Let’s try to understand why we could have such results. Note that it is just an exercise: we will not discuss which JIT or runtime is better, how we should write production code, and so on. Our main goal is to understand which kind of pitfalls we should expect during benchmarking and why it’s very important to check different environments.

Bit hacks

The first method (n / 3) looks very obvious. However, it includes an integer division which is an expensive operation. Fortunately, there is an old hack which allows replacing “Division by a constant” by “multiplication + bit shift”.
The basic idea is the following: we should hide the division inside a constant. In our case, 0xAAAAAAAB = RoundUp(2^33 / 3). Thus, we multiply n by 2^33 / 3 and divide it by 2^33 (>> 33). The result is equal to n/3.

Benchmarks

It’s always hard to benchmark tiny methods. There are many different ways to benchmark division, each of them will show own results. Today we will try to measure latency of our operations. It means that the next operation in the loop should be started only after the previous operation finished. So, we create a dependency chain that use the result of previous operation as an input for the next one. Such construction helps to prevent instruction-level parallelism.
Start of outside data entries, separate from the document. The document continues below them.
PR #2191, opened 2026-02-09
releases: sort output of `--list-releases` (Bug 2015892)

ErichDonGubler:
`--list-releases` doesn't have a specified order for its output. It seems like this misses an opportunity to help a user find a release they actually want; I've never seen a useful version index without some form of sorting. Apply sorting by reverse order, under the assumption that the user will likely be most interested in the most recent releases.

### DIFF
--- a/mozregression/releases.py
+++ b/mozregression/releases.py
@@ -136,7 +136,9 @@ def formatted_valid_release_dates():
     the valid release dates.
     """
     message = "Valid releases: \n"
-    for key, value in releases().items():
+    releases_descending = list(releases().items())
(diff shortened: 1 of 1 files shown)


zzzeid (changes requested):
lgtm, just needs a reference to a bug in the title.

ErichDonGubler:
@zzzeid: Done! I wasn't sure if you wanted the title changed, but I did both it and the commit message.

zzzeid (approved):

zzzeid:
> @zzzeid: Done! I wasn't sure if you wanted the title changed, but I did both it and the commit message.

Thanks. There are some CI issues but will merge this after fixing the issues.

Issue #362, opened 2018-07-29
CoreData model versioning configuration


rpassis:
Hi all,

Just wondering if it is possible to select a versioned CoreData model "current version" option using XcodeGen? I had a look at the documentation but haven't been able to find it.

Thanks for developing such a great tool!

Rog

yonaskolb:
Hi @rpassis, there is currently no way to manually select a core data model version, however some work was done recently to automatically select the newest one by sorting them https://github.com/yonaskolb/XcodeGen/pull/341 
It will be in the next release. Would that solve your issue?

rpassis:
Hey @yonaskolb thanks for the quick response! I was just having a look at that PR. I'll build from master to test it and update here but it looks like that's likely to do the trick!

FWIW the filename/path fix seems a bit fragile and a possible alternative would be to check if there is a `.xccurrentversion` file inside a versioned model, and set the version based on that. Here's a related issue that was tackled by Xcodeproj https://github.com/CocoaPods/Xcodeproj/issues/81

rpassis:
Yup that file sorting change has fixed the issue, thanks again!

yonaskolb:
Great! I'll reopen this for tracking the proper fix, if anyone wants to work on it

rpassis:
I'll see if I can tackle this one myself, watch this space!

yonaskolb:
Fantastic! 😄👍

brentleyjones:
Fixed by #364.

PR #364, opened 2018-07-30
Improvements to determining the current version of a versioned CoreData model

rpassis:
The current implementation for generating versioned CoreData models and selecting the current active version uses alphabetical sorting. This can work for most simple projects but is likely to break for less conventional setups.

A better solution is to parse the `.xccurrentversion` file which is included inside the CoreData versioned model. This file is in plist format and is created automatically by Xcode.

This is a fix for issue #362

### DIFF
--- a/Sources/XcodeGenKit/SourceGenerator.swift
+++ b/Sources/XcodeGenKit/SourceGenerator.swift
@@ -115,7 +115,43 @@ class SourceGenerator {
             }
             let lastKnownFileType = lastKnownFileType ?? PBXFileReference.fileType(path: path)
 
-            guard path.extension == "xcdatamodeld" else {
+            if path.extension == "xcdatamodeld" {
+                let versionedModels = (try? path.children()) ?? []
+
+                // Sort the versions alphabetically
+                let sortedPaths = versionedModels
+                    .filter { $0.extension == "xcdatamodel" }
+                    .sorted { $0.string.localizedStandardCompare($1.string) == .orderedAscending }
+
+                let modelFileReference =
+                    sortedPaths.map { path in
+                        createObject(
+                            id: path.byRemovingBase(path: project.basePath).string,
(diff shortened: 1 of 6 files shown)


rpassis:
One thing to note is that the alphabetical order implementation here will break even for very basic use cases. A very simple versioned model could look like this

```
Model.xcdatamodel
Model 1.xcdatamodel
Model 2.xcdatamodel
```

When applying the existing sort logic and taking the last item as the current CoreData model you will end up with 

```
Model 1.xcdatamodel
Model 2.xcdatamodel
Model.xcdatamodel
```

And Model.xcdatamodel incorrectly set as the current version.

I'd suggest we should just remove the alphabetical fallback completely but I can't be certain that all CoreData models do include a `.xccurrentversion` file indicating what the current version is (based on my own tests it does but this doesn't seem to be documented anywhere).

Sources/XcodeGenKit/SourceGenerator.swift
```diff
@@ -115,31 +115,7 @@ class SourceGenerator {
...
-                    currentVersion: modelFileReference.last?.reference,
-                    path: fileReferencePath.string,
-                    sourceTree: sourceTree,
-                    versionGroupType: "wrapper.xcdatamodel",
-                    children: modelFileReference.map { $0.reference }
-                ))
-                fileReferencesByPath[fileReferenceKey] = versionGroup
-                return versionGroup
-            } else {
+            guard path.extension == "xcdatamodeld" else {
```
yonaskolb: Can we keep the `if` as opposed to the `guard`? Not being a `xcdatamodeld` is not a failing case, and we may handle other filetypes differently in the future as well. 
Additionally it will make these diffs easier to read.

rpassis:
@yonaskolb thanks for the feedback! I've addressed your comment and pushed a new commit.

PR #365, opened 2018-07-30
 Automatically copy public headers for static libraries

brentleyjones:
Child of #350. Addresses 1 (but not 1.i or 1.ii).

Depends on #346. Can review just the one "
Automatically copy public headers for static libraries" commit. Per previous feedback, dependent PRs will be handled better in the future 😸.


brentleyjones:
Re-reading my original post in #350, I need to make sure this works for when the build phase is original specified as `headers` as well. I'll amend the original commit soon.

brentleyjones:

As usual, we design a benchmark with the help of BenchmarkDotNet:

[LegacyJitX86Job, LegacyJitX64Job, RyuJitX64Job, MonoJob]
public class DivBench
{
    private uint x = 1, initialValue = uint.MaxValue;

    [Benchmark(OperationsPerInvoke = 32)]
    public void Simple()
    {
        x = initialValue;
        x = x / 3;
        x = x / 3;
        x = x / 3;
        x = x / 3;
        x = x / 3;
        x = x / 3;
        x = x / 3;
        x = x / 3;
        x = x / 3;
        x = x / 3;
        x = x / 3;
        x = x / 3;
        x = x / 3;
        x = x / 3;
        x = x / 3;
        x = x / 3;
        x = x / 3;
        x = x / 3;
        x = x / 3;
        x = x / 3;
        x = x / 3;
        x = x / 3;
        x = x / 3;
        x = x / 3;
        x = x / 3;
        x = x / 3;
        x = x / 3;
        x = x / 3;
        x = x / 3;
        x = x / 3;
        x = x / 3;
        x = x / 3;
    }

    [Benchmark(OperationsPerInvoke = 32)]
    public void BitHacks()
    {
        x = initialValue;
        x = (uint) ((x * (ulong) 0xAAAAAAAB) >> 33);
        x = (uint) ((x * (ulong) 0xAAAAAAAB) >> 33);
        x = (uint) ((x * (ulong) 0xAAAAAAAB) >> 33);
        x = (uint) ((x * (ulong) 0xAAAAAAAB) >> 33);
        x = (uint) ((x * (ulong) 0xAAAAAAAB) >> 33);
        x = (uint) ((x * (ulong) 0xAAAAAAAB) >> 33);
        x = (uint) ((x * (ulong) 0xAAAAAAAB) >> 33);
        x = (uint) ((x * (ulong) 0xAAAAAAAB) >> 33);
        x = (uint) ((x * (ulong) 0xAAAAAAAB) >> 33);
        x = (uint) ((x * (ulong) 0xAAAAAAAB) >> 33);
        x = (uint) ((x * (ulong) 0xAAAAAAAB) >> 33);
        x = (uint) ((x * (ulong) 0xAAAAAAAB) >> 33);
        x = (uint) ((x * (ulong) 0xAAAAAAAB) >> 33);
        x = (uint) ((x * (ulong) 0xAAAAAAAB) >> 33);
        x = (uint) ((x * (ulong) 0xAAAAAAAB) >> 33);
        x = (uint) ((x * (ulong) 0xAAAAAAAB) >> 33);
        x = (uint) ((x * (ulong) 0xAAAAAAAB) >> 33);
        x = (uint) ((x * (ulong) 0xAAAAAAAB) >> 33);
        x = (uint) ((x * (ulong) 0xAAAAAAAB) >> 33);
        x = (uint) ((x * (ulong) 0xAAAAAAAB) >> 33);
        x = (uint) ((x * (ulong) 0xAAAAAAAB) >> 33);
        x = (uint) ((x * (ulong) 0xAAAAAAAB) >> 33);
        x = (uint) ((x * (ulong) 0xAAAAAAAB) >> 33);
        x = (uint) ((x * (ulong) 0xAAAAAAAB) >> 33);
        x = (uint) ((x * (ulong) 0xAAAAAAAB) >> 33);
        x = (uint) ((x * (ulong) 0xAAAAAAAB) >> 33);
        x = (uint) ((x * (ulong) 0xAAAAAAAB) >> 33);
        x = (uint) ((x * (ulong) 0xAAAAAAAB) >> 33);
        x = (uint) ((x * (ulong) 0xAAAAAAAB) >> 33);
        x = (uint) ((x * (ulong) 0xAAAAAAAB) >> 33);
        x = (uint) ((x * (ulong) 0xAAAAAAAB) >> 33);
        x = (uint) ((x * (ulong) 0xAAAAAAAB) >> 33);
    }
}

Note that x is a field here. Here is a little homework exercise for you: check out what happens, if we declare x as a local variable.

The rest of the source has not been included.